I've been going through the Advent of Code, and it's been pretty straight forward day to day. I got to day 15, and it took me a little bit to think of how to get an array of 4 digits that also adds up to 100. After some thought, I then gave into the easy, brute force solution. There was a previous puzzle for "incrementing" a password and I thought I could solve this one the same way.

In other words, I'd start with [0,0,0,0] and always increment the right-most digit (array with index = len(array)-1) and when it hit 100, it would increment the digit at position len(array)-2 and reset the current one back to 0. This would take F@#%inG FOREVER. But it would loop through all possible combinations. Before calculating the "cookie recipe" based on the array, I would first check if they added up to 100, if not I would just increment until it did add up to 100. One quick brilliant optimization I made was to start with the initial array of [0,0,0,99] :) (I kid on the brilliance of it... it saved 99 iterations in what could be a hundred million).

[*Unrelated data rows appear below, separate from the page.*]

PR #161, opened 2018-08-21
REPO-3747 Trials: Changes to license generation and docs

alandavis:
Added log message: "To extend the trial period visit: https://www.alfresco.com/platform/content-services-ecm/trial/docker"

### DIFF
--- a/src/main/java/org/alfresco/repo/descriptor/DescriptorStartupLog.java
+++ b/src/main/java/org/alfresco/repo/descriptor/DescriptorStartupLog.java
@@ -132,10 +132,11 @@ public class DescriptorStartupLog extends AbstractLifecycleBean
             }
             
             Date validUntil = license.getValidUntil();
-            
+
+            Integer days = null;
             if (validUntil != null)
             {
-                Integer days = license.getDays();
+                days = license.getDays();
                 Integer remainingDays = license.getRemainingDays();
                 
                 msg += " limited to " + days + " days expiring " + validUntil + " (" + remainingDays + " days remaining).";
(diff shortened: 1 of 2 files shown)


src/main/resources/alfresco/messages/system-messages.properties
```diff
@@ -114,3 +114,4 @@ system.license.err.reloadFailed=Failed to reload license: {0}
 # Startup message
 system.info.startup=Alfresco Content Services started ({0}{1}{2}). Current version: {3} schema {4}. Originally installed version: {5} schema {6}.
 system.warn.readonly=Alfresco Content Services is currently in read-only mode. Check your license.
+system.info.limited_trial=Note: this is a limited trial of the Enterprise version of Alfresco Content Services that goes into read-only mode after 2-days. Request an extended 30-day trial at: https://www.alfresco.com/platform/content-services-ecm/trial/docker
```
eknizat: Do you think it is worth taking the url out to somewhere else? If so, where would be a good place for it?

src/main/java/org/alfresco/repo/descriptor/DescriptorStartupLog.java
```diff
@@ -1,28 +1,28 @@
...
- * 
- * You should have received a copy of the GNU Lesser General Public License
- * along with Alfresco. If not, see <http://www.gnu.org/licenses/>.
- * #L%
- */
+/*
+ * #%L
+ * Alfresco Repository
+ * %%
+ * Copyright (C) 2005 - 2016 Alfresco Software Limited
```
CodrinChirica: Minor observation: should the version be bumped to 2018?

So then I thought again about it. There were two other previous puzzles where you could brute force the solution by first getting all possible permutations of the elements, and looping over all permutations, applying the logic, and sorting them to tell you the highest / lowest combined value. I thought, this seems similar in a way to that, moreso than it did to the password incrementing.

So you'd start with inserting 100 into a blank array, then recursively call a method that would give you permutations of the remaining value, in this case would be 0. So in the end it would return [100,0,0,0]

If I inserted 50 into the array first, it would then give me permutations of the remaining 50.

So, [50,25,25,0], [50,25,0,25], [50,26,0,24] etc, all the way to [50,0,0,50], [50,50,0,0], [50,0,50,0]. Totally exhaustive but also, 100% correct and I never have to check if the sum of the array adds up to 100, because it's *guaranteed to*! :)

Here's that method in Go

`func Perms(total, num int) [][]int {`

ret := [][]int{}

if num == 2 {

for i := 0; i < total/2 + 1; i++ {

ret = append(ret, []int{ total-i, i })

if i != total - i {

ret = append(ret, []int{ i, total-i })

}

}

} else {

for i := 0; i <= total; i++ {

perms := Perms(total-i, num-1)

for _, p := range perms {

q := append([]int{ i }, p...)

ret = append(ret, q)

}

}

}

return ret

}

`perms := Perms(5, 3)`

fmt.Println(perms)

`And the output`

`[[0 5 0] [0 0 5] [0 4 1] [0 1 4] [0 3 2] [0 2 3] [1 4 0] [1 0 4] [1 3 1] [1 1 3]`

[1 2 2] [2 3 0] [2 0 3] [2 2 1] [2 1 2] [3 2 0] [3 0 2] [3 1 1] [4 1 0] [4 0 1]

[5 0 0]]

YES!!! I thought about that one for a while. I knew there had to be a way to do it :)

More importantly, for the Perms(100,4) input in the puzzle, it returns only 176,851 possible permutations, and my original brute force method could have looped 100,000,000 (one hundred million) times!! Quite the improvement.